Do hospitality staff really hate their employers – and what can we do to change this?

The hospitality industry has plenty to offer, from exciting, fast-paced work and rapid promotion, to incredible opportunities to work with some of the best names in the business – so why are staff in the industry so miserable?

Figures from Investors in People (IIP) claimed that 65 per cent of catering and leisure employees are currently unhappy in their jobs, with the vast majority (60 per cent) considering a change of job this year.

While it is tempting to suggest that this level of dissatisfaction may not be solely due to the type of work, but endemic of an overall unhappiness rife within the UK workforce, the survey indicates this is not the case. Indeed, it was found that 60 per cent of employees in the UK are unhappy within their roles, with 57 per cent thinking about a move. These figures are slightly lower than those in the hospitality industry. 

If employees in the sector are unhappy, the best talent is bound to look to escape – or even avoid working in hospitality at all – which could be a big loss for many in the industry. This is why it is important to implement important changes as to how the sector operates.

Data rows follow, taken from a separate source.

Issue #16385, opened 2023-02-16
[MU4 Issue] Tuplet properties: Line thickness value is not rounded


bakajikara:
**Describe the bug**
Depending on the combination of staff space value and line thickness value, the tuplet's line thickness value will appear as a weird decimal.

**To Reproduce**
1. Set staff space to 1.250mm
2. Create a tuplet
3. Set line thickness to 0.12
4. Deselect the tuplet
5. Select the tuplet again and see strange decimal

https://user-images.githubusercontent.com/102702868/219267386-0254f9fb-f7f0-4578-94ff-20fa3d26793e.mp4

**Platform information**
 - OS: Windows 11

PR #16386, opened 2023-02-16
Tuplet properties: rounding line thickness value

bakajikara:
Resolves: #16385

(By the way, if I want to fix an unreported problem, should I create an issue first, or should I create a PR without creating an issue?)


oktophonie:
Since you asked; yes, ideally, create an issue as well as the PR, as you have done. It's a bit of extra work, but it's appreciated! It's helpful for us since we generally triage issues rather than PRs, and also means that explanation and discussion of the issue itself can be kept separate from the specific fix put forward in the PR (not so important in a simple case like this, but for more involved issues is very useful).

oktophonie (approved):

cbjeukendrup (approved):

Issue #15695, opened 2023-01-03
Add Tooltip to Home/Scores tab to read full score titles and file path


sberla365:
I think it would be particularly helpful to have a way to display the full length of the title on the recent scores picker at startup. Even better would be the possibility to show also the file path of each score in the picker. I think of some text that appears on hover similarly to what LibreOffice' Start Centre panel does. 
This would be very helpful when working on different versions of a piece whose name could exceed the maximum allowed length in the picker. Having the file-path would also be useful to distinguish files with the same name but in different folders

![image](https://user-images.githubusercontent.com/55401477/210331932-0c6c6761-7804-42b4-ab2e-25da6bc53932.png)

abariska:
It's really annoying thing. It shouldn't be a complicated fix, so I believe we should do file name tips when hovering

PetJer:
Hello @cbjeukendrup 

Can I try to do this for my first issue?

I have somewhat a general idea for what to do (looking throught the code).
I will be using a **tooltip** for showing the path.

cbjeukendrup:
@PetJer Yes, you're welcome! Using a tooltip sounds like a good idea.

jessicahalvorsen:
Hi @oktophonie @cbjeukendrup ! 

Is this still being worked on or could I try it as a first issue?

cbjeukendrup:
Someone already created a pull request for it a while ago: #16402
That PR is pretty much in the right direction, so probably I or someone else of the team should make some last improvements to it and merge it. 
So it would be better to work on a different issue for now :)

PR #16402, opened 2023-02-16
Adds a file tooltip to a score preview

PetJer:
Resolves: #15695

This PR adds a file tooltip to a score preview. It shows the name, path name and the time since modified of the score.

dev-test-score-tooltip

I would like to know @jessjwilliamson and @bkunda opinions about the positioning (or other). Here is a "troublesome" example:

dev-long-score-name-tooltip

### DIFF
--- a/src/project/qml/MuseScore/Project/internal/ScoreItem.qml
+++ b/src/project/qml/MuseScore/Project/internal/ScoreItem.qml
@@ -40,6 +40,7 @@ FocusScope {
     property alias navigation: navCtrl
 
     signal clicked()
+    signal hovered(bool mouseInArea)
 
     NavigationControl {
         id: navCtrl
@@ -323,6 +324,10 @@ FocusScope {
 
         onClicked: {
             root.clicked()
+        }
+
+        onHoveredChanged: {
+            root.hovered(containsMouse)
         }
     }
 }
--- a/src/project/qml/MuseScore/Project/internal/ScoreItem.qml
+++ b/src/project/qml/MuseScore/Project/internal/ScoreItem.qml
@@ -33,6 +33,7 @@ FocusScope {
     property string suffix: ""
     property alias timeSinceModified: timeSinceModified.text
     property var thumbnail: null
+    property var path: null
     property bool isAdd: false
     property bool isNoResultFound: false
     property bool isCloud: false
@@ -328,6 +329,7 @@ FocusScope {
 
         onHoveredChanged: {
             root.hovered(containsMouse)
+            console.log(path)
         }
     }
 }
--- a/src/project/qml/MuseScore/Project/internal/ScoreItem.qml
+++ b/src/project/qml/MuseScore/Project/internal/ScoreItem.qml
@@ -41,7 +41,6 @@ FocusScope {
     property alias navigation: navCtrl
 
     signal clicked()
-    signal hovered(bool mouseInArea)
 
     NavigationControl {
         id: navCtrl
@@ -328,8 +327,15 @@ FocusScope {
         }
 
         onHoveredChanged: {
-            root.hovered(containsMouse)
-            console.log(path)
+            if (root.isAdd) {
+                return
+            }
+
+            if (containsMouse) {
+                ui.tooltip.show(root, root.name, root.path, root.timeSinceModified)
+            } else {
+                ui.tooltip.hide(root)
+            }
         }
     }
 }
--- a/src/project/qml/MuseScore/Project/internal/ScoreItem.qml
+++ b/src/project/qml/MuseScore/Project/internal/ScoreItem.qml
@@ -332,9 +332,9 @@ FocusScope {
             }
 
             if (containsMouse) {
-                ui.tooltip.show(root, root.name, root.path, root.timeSinceModified)
+                ui.tooltip.show(scoreRect, root.name, root.path, root.timeSinceModified)
             } else {
-                ui.tooltip.hide(root)
+                ui.tooltip.hide(scoreRect)
             }
         }
     }
--- a/src/project/qml/MuseScore/Project/internal/RecentScoresView.qml
+++ b/src/project/qml/MuseScore/Project/internal/RecentScoresView.qml
@@ -129,7 +129,7 @@ StyledGridView {
                 }
                 // TODO: Set right tooltip position
                 if (mouseInArea) {
-                    ui.tooltip.show(scoreItem, score.name, score.path)
+                    ui.tooltip.show(scoreItem, score.name, score.path, scoreItem.timeSinceModified)
                 } else {
                     ui.tooltip.hide(scoreItem)
                 }
--- a/src/project/qml/MuseScore/Project/internal/RecentScoresView.qml
+++ b/src/project/qml/MuseScore/Project/internal/RecentScoresView.qml
@@ -123,18 +123,6 @@ StyledGridView {
                     root.openScoreRequested(score.path)
                 }
             }
-
-            onHovered: (mouseInArea) => {
-                if (isAdd) {
-                    return
-                }
-                // TODO: Set right tooltip position
-                if (mouseInArea) {
-                    ui.tooltip.show(scoreItem, score.name, score.path, scoreItem.timeSinceModified)
-                } else {
-                    ui.tooltip.hide(scoreItem)
-                }
-            }
         }
     }
 }
--- a/src/project/qml/MuseScore/Project/internal/RecentScoresView.qml
+++ b/src/project/qml/MuseScore/Project/internal/RecentScoresView.qml
@@ -90,6 +90,7 @@ StyledGridView {
         width: root.cellWidth
 
         ScoreItem {
+            id: scoreItem
 
             anchors.centerIn: parent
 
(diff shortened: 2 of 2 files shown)


src/project/qml/MuseScore/Project/internal/ScoreItem.qml
```diff
@@ -324,5 +325,17 @@ FocusScope {
         onClicked: {
             root.clicked()
         }
+
+        onHoveredChanged: {
+            if (root.isAdd) {
```
cbjeukendrup, line 330: You would also need to check for `root.isNoResultFound` here:
```suggestion
            if (root.isAdd || root.isNoResultFound) {
```

Tantacrul:
@jessjwilliamson - it would be good to review this and suggest any UI niceties you think could be made.

jessjwilliamson:
> @jessjwilliamson - it would be good to review this and suggest any UI niceties you think could be made.

I believe the score name and time modified shouldn't be included in the tooltip, just the location - as it's already below the thumbnail. To compromise long titles for the score names however, I notice it only limits to one line, so maybe let's make it possible to have 2 lines instead? (then '...') Like this :) @Tantacrul 
image

PetJer:
The latest commit does this:

dev-tooltip-title-bold

But because the tooltip title is bold by default it wraps weirdly compared to non-bold one (or at least in this case because of the long folder name):

dev-tooltip-title-non-bold

Should I better make a new function to show **Path tooltip** specifically, so I don't need to pass some weird bool value for a **path tooltip** (if the latest commit shouldn't have bold text)?

PetJer:
This does the latest commit:
dev-tooltip-title-newest

@jessjwilliamson I added a custom interval for the **Filetooltip** and it can be changed now.
@cbjeukendrup I hope I don't do any unnecessary stuff with the enum!

PetJer:
dev-filetooltip

src/framework/uicomponents/qml/MuseScore/UiComponents/StyledToolTip.qml
```diff
@@ -28,17 +28,24 @@ import MuseScore.UiComponents 1.0
 StyledPopupView {
     id: root
 
+    enum ToolTipType {
```
cbjeukendrup, line 31: Now the enum is defined both in QML and in C++. (That's partially my bad, because I didn't know you would also need it in C++ so therefore I suggested creating it in QML).

It would be better to use just the C++ definition, which can be used in QML by writing `QmlToolTip.Default` and `QmlToolTip.FileToolTip`.

(The type in `property int toolTipType:` should indeed still be `int` when doing that.)

PetJer: I see, didn't know that was possible.

src/project/qml/MuseScore/Project/internal/ScoreItem.qml
```diff
@@ -176,7 +177,7 @@ FocusScope {
                 text: root.name
 
                 wrapMode: Text.WrapAnywhere
-                maximumLineCount: 1
+                maximumLineCount: 2
```
cbjeukendrup, line 180: Does this not mean that the ScoreItem will become too tall and will therefore overlap with the item below it when there are so many recent scores that they appear in multiple rows?

jessjwilliamson:
Hi! just tested the build so far, tool tip looks lovely :) I think the hover area and delay can be tweaked a bit more :) I feel the tooltip is quite 'in your face'. 

- Can we make the hover area to be only on the title of the score and last date modified? So that means the hover doesn't get triggered from the thumbnail, but the details underneath instead. (see screenshot)
Screenshot 2023-03-20 at 11 47 55

-  Also, can we make the hover tooltip delay, reset when hovering another score? I feel it gets stuck in tooltip mode when im hovering through my scores

src/project/qml/MuseScore/Project/internal/ScoreItem.qml
PetJer: No?

filetooltip-overlapping

PetJer:
(Sorry for late update)

Jessica you can now tweak the closing and opening values as you feel :)

PetJer:
@cbjeukendrup the filetooltip/tooltip can escape the window (when not fullscreen). Any problems with that?

filetooltip-escaping

tooltip-escaping

PetJer:
[87fbbc7](https://github.com/musescore/MuseScore/pull/16402/commits/87fbbc761c41b739c95399739a0094d9a9dbda51) also changes the behavior for "normal" tooltips, too. I can revert it back just for them if needed.

cbjeukendrup:
@PetJer I think that is fine. Maybe it would be ideal if the tooltip is shown relative to the currently visible rectangle of the item, so like this:
Scherm­afbeelding 2023-04-09 om 18 54 22

But people on the internet seem quite certain that this is impossible to achieve (QML doesn't provide a way to detect which part of an item is currently inside the viewport) so I think you don't need to try.

cbjeukendrup:
> [87fbbc7](https://github.com/musescore/MuseScore/pull/16402/commits/87fbbc761c41b739c95399739a0094d9a9dbda51) also changes the behavior for "normal" tooltips, too. I can revert it back just for them if needed.

For normal tooltips it was desired behaviour that once one of them is open, it will immediately move along when you move to another button, instead of resetting the timer.
@jessjwilliamson, do you really think that this should be different for these filename tooltips? Maybe the feeling of the tooltip getting stuck will already be solved because the hoverable area is limited now.

jessjwilliamson:
> > [87fbbc7](https://github.com/musescore/MuseScore/pull/16402/commits/87fbbc761c41b739c95399739a0094d9a9dbda51) also changes the behavior for "normal" tooltips, too. I can revert it back just for them if needed.
> 
> For normal tooltips it was desired behaviour that once one of them is open, it will immediately move along when you move to another button, instead of resetting the timer. @jessjwilliamson, do you really think that this should be different for these filename tooltips? Maybe the feeling of the tooltip getting stuck will already be solved because the hoverable area is limited now.

Absolutely agree to keep as it is the desired behaviour for normal tooltips, that should still be able to move along. This reset should only apply to the filename tooltips only.
I just tested this build so far and it looks and feels very good! I approve :)

PetJer:
That should be it 👍

Jojo-Schmitz:
The vtests failures should be entirely unrelated to thie PR:

```
Run bash ./build/ci/vtests/build_and_pack.sh
bash: ./build/ci/vtests/build_and_pack.sh: No such file or directory
Error: Process completed with exit code 127.
```

jessjwilliamson:
@PetJer @cbjeukendrup We'd like this to be a small feature for 4.2. There's been an update on 4.1 to view cloud scores tab too. Can we revisit this PR and make it work to online scores tab too? :)

cbjeukendrup:
@jessjwilliamson But what information should the tooltip display for cloud scores? Those don't really have a file path, so should we show just the name instead?

@PetJer A rebase is needed: 
- ScoreItem has been moved to a different place and has been modified significantly; it already has a `path` property nowadays. So you just need to add back the tooltip.
- RecentScoresView has been completely refactored, but since the `path` property of ScoreItem is already being set, you don't need to make any changes to RecentScoresView anymore.

jessjwilliamson:
> @jessjwilliamson But what information should the tooltip display for cloud scores? Those don't really have a file path, so should we show just the name instead?
> 
> @PetJer A rebase is needed:
> 
> * ScoreItem has been moved to a different place and has been modified significantly; it already has a `path` property nowadays. So you just need to add back the tooltip.
> * RecentScoresView has been completely refactored, but since the `path` property of ScoreItem is already being set, you don't need to make any changes to RecentScoresView anymore.

We can just show the name with the cloud icon next to it, or to make it simple, no action at all.

PetJer:
@cbjeukendrup @jessjwilliamson Displaying the name again seems unnecessary. What about a direct link to .com? So the tooltip says something like "View online" and links to e.g. [here](https://musescore.com/user/16006641/scores/4197961)

jessjwilliamson:
> @cbjeukendrup @jessjwilliamson Displaying the name again seems unnecessary. What about a direct link to .com? So the tooltip says something like "View online" and links to e.g. [here](https://musescore.com/user/16006641/scores/4197961)

That would be quite conflicting to have a clickable tooltip while user may just try to open a cloud score in the app. Might be a bit overwhelming. It could provide only URL link, but it wouldn't be clickable. However cloud scores have cloud files in your system. Is that right @cbjeukendrup ? You can clarify what you think would be best

PetJer:
> 2. Is that on the tool tip itself or on the score name?

For now the score name and tooltip are without the icon, but what were you referring here to:
> We can just show the name with the cloud icon next to it (...)

jessjwilliamson:
> > 2. Is that on the tool tip itself or on the score name?
> 
> For now the score name and tooltip are without the icon, but what were you referring here to:
> 
> > We can just show the name with the cloud icon next to it (...)

It was just an idea, referenced from how Photoshop do it. But i don't think it's necessary for now.

RomanPudashkin:
I am going to archive this PR. We will have to look into this issue internally at some point, as it turned out to be quite complicated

So, what can we do to help our workers be happier? 

Make them feel valued!

One of the top reasons for wanting out of the hospitality industry in the survey was not feeling valued as a member of staff. 

There are plenty of things employers can do to combat this issue – both big and small.

Increasing pay is the most obvious way to ensure your staff feel valued. Rates for some hospitality roles do not match the living wage, which currently sits at £7.85 per hour. The National Minimum Wage, by comparison, is set at just £6.50 per hour for those aged 21 or over. It is estimated that the London Living Wage stands at £9.15, which is around 40 per cent more than what many people in hospitality jobs earn in the capital. 

However, if raising wages are out of the question, there are plenty of other – less costly – perks you could secure for workers, from classic corporate deals such as free gym memberships and discounts at various restaurants and bars, to putting on free social events and introducing award/incentive schemes. 

Job satisfaction

Another top issue for those working in the hospitality sector is a lack of job satisfaction, according to the survey. 

Again, rectifying this does not have to mean a big expense! 

The right sort of management can make a huge difference when it comes to upping job satisfaction and morale boosting. There are many challenges for people in the industry – rude customers, physically demanding shifts and unsociable hours being just a few – so employees need a manager that will make all this seem worthwhile.

The hospitality industry, in particular, often has youthful managers. This, in itself can be beneficial, but it also means that they are likely to be less experienced. Ensuring you have the right talent in your management jobs, and making the most of this potential by giving employees access to the right sort of training to upskill, can go a long way to improving the morale of your larger workforce.